Australian Banking Might Finally Get A Level Playing Field

A change of Seasons for Australian Banking? – Getty/Matt Cardy

Good news if you bank with one of Australia’s mutual banks, credit unions, building societies or regional banks such as Bank of Queensland or Suncorp – the Murray Inquiry into the financial system might be about to level the playing field.

According to The Australian this morning, a growing chorus of brokers are agreeing that the free kick the majors get to hold less capital than their smaller rivals needs to be addressed in the name of competition and “leveling the playing field”.

Key here is that because the four majors – and Macquarie Bank – are allowed to use complex internal models (what APRA calls the “internal ratings based approach”), they have to hold less capital as reserves for losses than do all other ADIs in the Australian banking system.

This gives a large competitive advantage to the majors in terms of allowable leverage for any capital position. And, as a consequence, the return on equity capital that they can then earn, because they need less for every dollar of assets than their rivals.

Smaller ADIs, on the other hand, are ruled by what APRA and global regulators call the “standardised approach”.

This means that for a “standard loan” held by Suncorp, or police bank (Disclosure: where I am a director), has to have a risk weight of 35% on the loan against as little as 15% for a major bank. Put simply, non-majors have to hold more capital on home loans than the majors.

This situation exists, regardless of the reality, that across Australian banking there are similar arrears and delinquency rates throughout history between the majors and rest of the industry.

This is particularly acute for the customer-owned sector which includes mutual banks, building societies and credit unions and which historically has extremely low loan losses and arrears.

All of that means there is a move toward leveling the playing field, with a number of prominent stockbroking firms now of the view that this mismatch in capital allocations is a constraint on competition and a situation that needs to be addressed.
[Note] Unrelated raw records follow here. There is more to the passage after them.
PR #316, opened 2024-11-15
async101 & async119 now respects transform-async-generator-decorators

### LINKED ISSUE #315: `transform-async-generator-decorators` should affect `ASYNC101` as well as `ASYNC900`
since listing a decorator claims that it's safe, we should believe the user.

As it happens I just found a case where the transform decorator in https://github.com/python-trio/trio/issues/638 isn't fully safe (it can hang indefinitely on early exit)... I think the solution to that is to upstream a working version into Trio rather than continuing to have them proliferate with bugs, and so we'll presumably expand the default allowlist with that once (if?) my upcoming PR is merged.

jakkdl:
fixes #315 

I noticed the flag wasn't documented at all in `usage.rst`, so added it there.
I also think it should be enabled for ASYNC119?

The flag becomes somewhat weirdly named for ASYNC101 since it will also suppress errors in sync functions. Idk if it warrants a rename, or I should just mention it in the docs, or explicitly only make it have an effect on async funcs, or something else.

### DIFF
--- a/docs/changelog.rst
+++ b/docs/changelog.rst
@@ -4,12 +4,9 @@ Changelog
 
 `CalVer, YY.month.patch <https://calver.org/>`_
 
-FUTURE
-======
-- :ref:`ASYNC101 <async101>` and :ref:`ASYNC119 <async119>` are now silenced for decorators in :ref:`transform-async-generator-decorators`
-
 24.10.2
 =======
+- :ref:`ASYNC101 <async101>` and :ref:`ASYNC119 <async119>` are now silenced for decorators in :ref:`transform-async-generator-decorators`
 - :ref:`ASYNC102 <async102>` now also warns about ``await()`` inside ``__aexit__``.
 
 24.10.1
--- a/docs/changelog.rst
+++ b/docs/changelog.rst
@@ -4,9 +4,9 @@ Changelog
 
 `CalVer, YY.month.patch <https://calver.org/>`_
 
-24.11.1
-=======
-- :ref:`ASYNC101` and :ref:`ASYNC119` are now silenced for decorators in :ref:`transform-async-generator-decorators`
+FUTURE
+======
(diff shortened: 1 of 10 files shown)


jakkdl:
hrm, I kinda wanna make the `test_changelog_and_version` tests be part of pre-commit. I keep forgetting to check those before pushing

docs/changelog.rst
```diff
@@ -4,6 +4,10 @@ Changelog
 
 `CalVer, YY.month.patch <https://calver.org/>`_
 
+24.11.1
+=======
+- :ref:`ASYNC101` and :ref:`ASYNC119` are now silenced for decorators in :ref:`transform-async-generator-decorators`
```
Zac-HD, line 9: probably remove the changelog from the first of this and #317 to merge, so we do a single release?

Zac-HD (approved):

jakkdl:
> hrm, I kinda wanna make the `test_changelog_and_version` tests be part of pre-commit. I keep forgetting to check those before pushing

wait, I just noticed we have
```python
def update_version() -> None:
    # If we've added a new version to the changelog, update __version__ to match
    last_version = next(iter(get_releases()))
    if last_version != VERSION:
        INIT_FILE = ROOT_PATH / "flake8_async" / "__init__.py"
        subs = (f'__version__ = "{VERSION}"', f'__version__ = "{last_version}"')
        INIT_FILE.write_text(INIT_FILE.read_text().replace(*subs))
```
which means the test for checking changelog matching `__version__` is kinda redundant (contributor docs also say you should increment `__version__`). It'd perhaps be safer to do `assert last_version == VERSION`, and if we want the convenience of replacing `__version__` that should perhaps be done in the pre-commit hook.

jakkdl:
Oh I can't even have `FUTURE` stuff in the changelog because tests must pass to merge. I'll def do some retooling of this at some point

Mike Wiblin, a banking analyst at Macquarie, told the The Australian:

Some form of narrowing of the gap between the majors and regionals would address competi­tion concerns as well as address the issue of system concentration risk, particularly in loans for investment properties.

The push from Macquarie and Credit Suisse, the regional banks and others is that the majors should have to hold more capital as a way to even up the sector is a “logical step”.

Naturally, the majors rally against such an increased capital charge, which would lower returns to shareholders, with the ANZ saying in its submission to the Murray Inquiry:

Changes to this framework should not be made to achieve ­policy objectives such as support for a particular sector.

We’ll know more when the Murray Inquiry releases it preliminary findings in July. But the chorus is growing for a change in banking’s competitive structure.

Disclaimer: Greg McKenna is a director of Police Bank. The views expressed are his own.